少冲正要呼喊,却见吕汝才已接连放倒三人,却被一名锦衣卫从背后一刀砍中肩胛,扑倒在地。就在此时,树林中转出一队人马,领头的正是田尔耕。只见他扬鞭高呼:“夺得玄女赤玉箫者,重重有赏!”
少冲低头一看,手中正是那支玄女赤玉箫。他咬了咬牙,强提一口气,转身向另一条小路逃去。不知奔出多远,直到双腿发软,他才停下来喘息。回头望去,追兵已被甩脱。
他茫然四顾,不知身在何处。走到一条小溪边,正要俯身饮水,却见水中倒影吓得他连退数步。待定下神来,才哑然失笑:“那不就是我自己么?”只见水中人影蓬头垢面,衣衫褴褛。他掬水仔细擦洗了一番,又运功调息片刻,伤痛稍缓。
拄着树枝继续前行时,他不由苦笑:“师父拄铁拐行侠江湖,如今徒儿也要效仿了。”
几日后,他正沿着通往太行山的小路蹒跚而行,忽闻身后传来车轮辘辘之声。一列车队缓缓行来,当先马背上坐着的竟是藏剑山庄的王光义。少冲心中一惊,连忙低头赶路。
车队越过他时,忽闻车中传来一个妇人的声音:“这是忠县地界,离石宝寨已不远了,怎么连个像样的英雄豪杰都没遇上?”正是褚夫人的嗓音。
王光义望见前方岔路口林中挑着一面“茶”字旗,便道:“爹,娘,前面有家茶店,歇歇再走吧。”
褚夫人淡淡道:“也好。”却不见褚仁杰答话。
车队在茶店前停下。王光义拴好马匹,褚夫人自顾自下车进店坐下。家人搀扶着褚仁杰从另一辆车下来,三人围坐一桌,茶倌连忙上前伺候。

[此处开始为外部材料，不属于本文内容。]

PR #5996, opened 2025-08-12
Use json format in mini-bento URLs

taylor-steve:
`headers: { 'accept': 'application/json' }` doesn't appear to trigger `controller.params[:format] == 'json'` for the remote apps. Doing it this way does, letting non-VPN users get mini-bento results for our apps that use our current bot challenge gem config.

少冲也走得累了,在店前树荫下休息。偷眼望去,但见褚夫人妆容艳丽,朱唇似火,而褚仁杰却双目无神,瘫坐在椅中。母子二人言笑晏晏,对褚仁杰却爱理不理。少冲暗想:“这褚仁杰惧内至此,连儿子都瞧他不起。”
正在此时,另一条岔道上传来马蹄声响,三骑绝尘而至。马上客人下马拴缰,当中一个魁梧中年汉子洪声道:“来三碗茶!”

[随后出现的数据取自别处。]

PR #184, opened 2026-06-24
fix(planner): lift correlated quals above Motion for Entry tables to prevent crash

Bonartze:
## Summary
Fixes a backend crash that occurs when executing correlated subqueries that join a coordinator-only catalog table (such as `gp_segment_configuration`) with a distributed table.

## Step to reproduce
```sql
create table gp_segment(a int, b text);
create table gp_tmp(a int, b int, c int);
insert into gp_tmp select i, i, i from generate_series(1, 10) i;
insert into gp_segment select 1, hostname from gp_segment_configuration limit 1;

-- This query used to crash the backend:
select (select count(*) from gp_segment_configuration s join gp_tmp t2 on s.dbid = t2.b where s.hostname = gp_segment.b) from gp_segment;
```
## Solution
This PR introduces a mechanism to keep Entry-correlated subqueries local to the coordinator where the parameter is available:

1. **Subquery Detection:** Added `subquery_contains_distributed_rel()` to detect if a subquery scans any partitioned or replicated relations that require a `Motion`.
2. **Forcing Single QE:** In `initsplan.c`, if a correlated restriction targets an Entry table and the subquery contains a distributed relation, we set `root->config->force_singleQE = true`.
3. **Lifting above Motion:** In `grouping_planner()`, we use `tlist_has_entry_correlated_subplan()` to check if the final target list references such a subplan. If found, we explicitly inject a `Gather Motion` to pull the scan/join results to the coordinator (`entryLocus`) **before** the target list is evaluated. This ensures the SubPlan runs above the final Motion where the correlation parameter is natively accessible.

### DIFF
--- a/src/test/regress/sql/subselect_gp.sql
+++ b/src/test/regress/sql/subselect_gp.sql
@@ -1684,3 +1684,90 @@ select count(*) from foo where a > (select regr_count(x, y) from bar where foo.a
 
 drop table foo;
 drop table bar;
+
+--
+-- EntryDB path: a correlated subquery that joins a coordinator-only (Entry)
+-- catalog table (gp_segment_configuration) with a distributed table.  Such a
+-- SubPlan must execute on the coordinator: it scans an Entry catalog (whose
+-- rows only exist there) and needs the outer correlation parameter, which GPDB
+-- cannot pass across a Motion.  A correlated SubPlan runs in the slice that
+-- produces its parameter, so when the outer query scans the parameter-producing
+-- table on the segments, the SubPlan runs there too -- scanning the catalog on
+-- the segments (wrong/empty data) or crashing when the parameter crosses a
+-- Motion.  The planner now forces the outer query's base rels to Entry
+-- (coordinator) locus (force_entry, see distribute_restrictinfo_to_rels() and
+-- bring_to_entry()), so the parameter is produced on the coordinator and the
+-- SubPlan is evaluated above the gather Motion, where the catalog is local.
+-- This is exercised below with the SubPlan in the target list, in WHERE and in
+-- HAVING.
+--
+create table gp_entry_outer(x int) distributed by (x);
+insert into gp_entry_outer values (1), (2), (3);
+create table gp_tmp(a int, b int, c int) distributed by (a);
+insert into gp_tmp select i, i, i from generate_series(1, 10) i;
+create table gp_segment(a int, b text) distributed by (a);
+insert into gp_segment values (1, 'no_such_host');
+-- Correlated on dbid: for each outer x, count catalog rows whose dbid = x and
+-- whose dbid also appears in the distributed gp_tmp (1..10).  dbids 1, 2 and 3
+-- always exist, so each outer row yields exactly 1 -- deterministic regardless
+-- of the cluster's segment count.
+select x, (select count(*)
+           from gp_segment_configuration s
+           join gp_tmp t2 on s.dbid = t2.b
+           where s.dbid = gp_entry_outer.x) as cnt
+from gp_entry_outer order by x;
+-- The original report shape (correlated on hostname).  Use a hostname that does
+-- not exist so the count is a deterministic 0 on any cluster.
+select (select count(*)
+        from gp_segment_configuration s
+        join gp_tmp t2 on s.dbid = t2.b
+        where s.hostname = gp_segment.b) from gp_segment;
+-- Same correlated SubPlan in a WHERE clause: the SubPlan-bearing qual is lifted
+-- above the Entry gather.  All three outer rows qualify (count 1 > 0).
+select x from gp_entry_outer o
+where (select count(*)
+       from gp_segment_configuration s
+       join gp_tmp t2 on s.dbid = t2.b
+       where s.dbid = o.x) > 0
+order by x;
+-- Same WHERE-clause SubPlan under a bare count(*), where no column of the outer
+-- rel is otherwise selected.  The correlation Var must still be carried through
+-- the gather Motion (regression: "variable not found in subplan target list").
+-- All three outer rows qualify, so the count is 3.
+--
+-- Also lock the plan shape so a future change that silently moves the SubPlan
+-- back below the Motion is caught even if it no longer errors.  The fix is in
+-- the Postgres planner, so scope the EXPLAIN to it with SET LOCAL inside a
+-- transaction (self-restoring); that way both the planner and the ORCA expected
+-- files show the same plan.  costs are omitted -- they are not stable across
+-- cluster sizes.
+begin;
+set local optimizer = off;
+explain (costs off)
+select count(*) from gp_entry_outer o
+where (select count(*)
+       from gp_segment_configuration s
+       join gp_tmp t2 on s.dbid = t2.b
+       where s.dbid = o.x) > 0;
+rollback;
+select count(*) from gp_entry_outer o
+where (select count(*)
+       from gp_segment_configuration s
+       join gp_tmp t2 on s.dbid = t2.b
+       where s.dbid = o.x) > 0;
+-- ... and in a HAVING clause, correlated on the grouping key.
+select o.x from gp_entry_outer o
+group by o.x
+having (select count(*)
+        from gp_segment_configuration s
+        join gp_tmp t2 on s.dbid = t2.b
+        where s.dbid = o.x) > 0
+order by o.x;
+-- A correlated scan of the Entry catalog with no join (no Motion in the
+-- subplan) must keep working unchanged.
+select (select count(*)
+        from gp_segment_configuration s
+        where s.hostname = gp_segment.b) from gp_segment;
+drop table gp_entry_outer;
+drop table gp_segment;
+drop table gp_tmp;
--- a/.abi-check/7.0.0/postgres.types.ignore
+++ b/.abi-check/7.0.0/postgres.types.ignore
@@ -8,3 +8,4 @@ struct AppendOnlyFetchDescData
 struct AppendOnlyInsertDescData
 struct CreateForeignTableStmt
 enum PMSignalReason
+struct PlannerConfig
--- a/.abi-check/7.1.0/postgres.types.ignore
+++ b/.abi-check/7.1.0/postgres.types.ignore
@@ -8,3 +8,4 @@ struct AOCSWriteColumnDescData
 struct AppendOnlyFetchDescData
 struct AppendOnlyInsertDescData
 struct ResGroupCaps
+struct PlannerConfig
--- a/src/backend/optimizer/path/allpaths.c
+++ b/src/backend/optimizer/path/allpaths.c
@@ -161,6 +161,7 @@ static void remove_unused_subquery_outputs(Query *subquery, RelOptInfo *rel);
 
 static void bring_to_outer_query(PlannerInfo *root, RelOptInfo *rel, List *outer_quals);
 static void bring_to_singleQE(PlannerInfo *root, RelOptInfo *rel);
+static void bring_to_entry(PlannerInfo *root, RelOptInfo *rel);
 static bool is_query_contain_limit_groupby(Query *parse);
 static void handle_gen_seggen_volatile_path(PlannerInfo *root, RelOptInfo *rel);
 
@@ -646,6 +647,138 @@ bring_to_singleQE(PlannerInfo *root, RelOptInfo *rel)
 }
 
 /*
+ * The following function "steals" ideas and most of the code from the
+ * function bring_to_singleQE.
+ *
+ * Decorate the Paths of 'rel' with Motions to bring the relation's result to
+ * Entry (coordinator) locus.  This is used when the query references a
+ * correlated SubPlan that must execute on the coordinator -- it scans a
+ * coordinator-only (Entry) catalog and needs an outer correlation parameter,
+ * which cannot be passed across a Motion.  A correlated SubPlan runs in the
+ * slice that produces its parameter, so the rel that produces the parameter
+ * must be gathered to the coordinator here; the SubPlan, applied above this
+ * Motion, then runs on the coordinator where the catalog is local and the
+ * parameter is available.  See force_entry in distribute_restrictinfo_to_rels().
+ *
+ * Two kinds of quals must be evaluated above the Motion rather than at the
+ * scan (which is below the Motion, on the segments):
+ *
+ *  - A correlated SubPlan that sits in a WHERE qual lives in
+ *    rel->baserestrictinfo.  Pull the SubPlan-bearing quals out so they are
+ *    applied above the Motion; plain quals (no SubPlan) stay at the scan, where
+ *    they can still filter before the gather.  (SubPlans in the target list or
+ *    in HAVING are already evaluated above the scan, hence above this Motion,
+ *    so they need no special handling here.)
+ *
+ *  - Outer-correlated quals that rel_need_to_separate_outer_query_restrictinfos()
+ *    diverted to rel->upperrestrictinfo (e.g. an equivalence-class-derived
+ *    "t2.b = outer.x" filter on a distributed rel).  Normally bring_to_outer_query()
+ *    applies these above the Motion, but the force_entry branch in
+ *    set_rel_pathlist() runs in its place -- so we must apply them here too,
+ *    otherwise they are silently dropped and the subquery's join degenerates
+ *    into a Cartesian product.
+ *
+ * Both, like bring_to_outer_query() does with upperrestrictinfo, are re-applied
+ * in a Result node above the Motion (at Entry locus, where the outer parameter
+ * is available on the coordinator).
+ */
+static void
+bring_to_entry(PlannerInfo *root, RelOptInfo *rel)
+{
+	List	   *origpathlist;
+	List	   *above_motion_quals = NIL;
+	List	   *scan_quals = NIL;
+	ListCell   *lc;
+
+	foreach(lc, rel->baserestrictinfo)
+	{
+		RestrictInfo *ri = (RestrictInfo *) lfirst(lc);
+
+		if (contain_subplans((Node *) ri->clause))
+			above_motion_quals = lappend(above_motion_quals, ri);
+		else
+			scan_quals = lappend(scan_quals, ri);
+	}
+	rel->baserestrictinfo = scan_quals;
+
+	/* Correlated quals separated into upperrestrictinfo go above the Motion. */
+	above_motion_quals = list_concat(above_motion_quals,
+									 list_copy(rel->upperrestrictinfo));
+	rel->upperrestrictinfo = NIL;
+
+	origpathlist = rel->pathlist;
+	rel->cheapest_startup_path = NULL;
+	rel->cheapest_total_path = NULL;
+	rel->cheapest_unique_path = NULL;
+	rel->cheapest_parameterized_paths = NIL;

三人刚落座,便听褚夫人悠悠道:“听说八十一门中,就数河北五虎断刀门最是不济。依妾身看,仁杰二十招内必能打败马绝尘。”
这话一出,那两个年轻汉子当即拍案而起,钢刀出鞘,怒视褚仁杰这边,喝道:“谁在那里大放厥词?”作势便要动手。
那背负断刀的中年汉子正是五虎断门刀掌门马绝尘。他虽心中恼怒,却顾及此地形势复杂,强压怒火道:“勇儿,毅儿,不必理会,喝你们的茶。”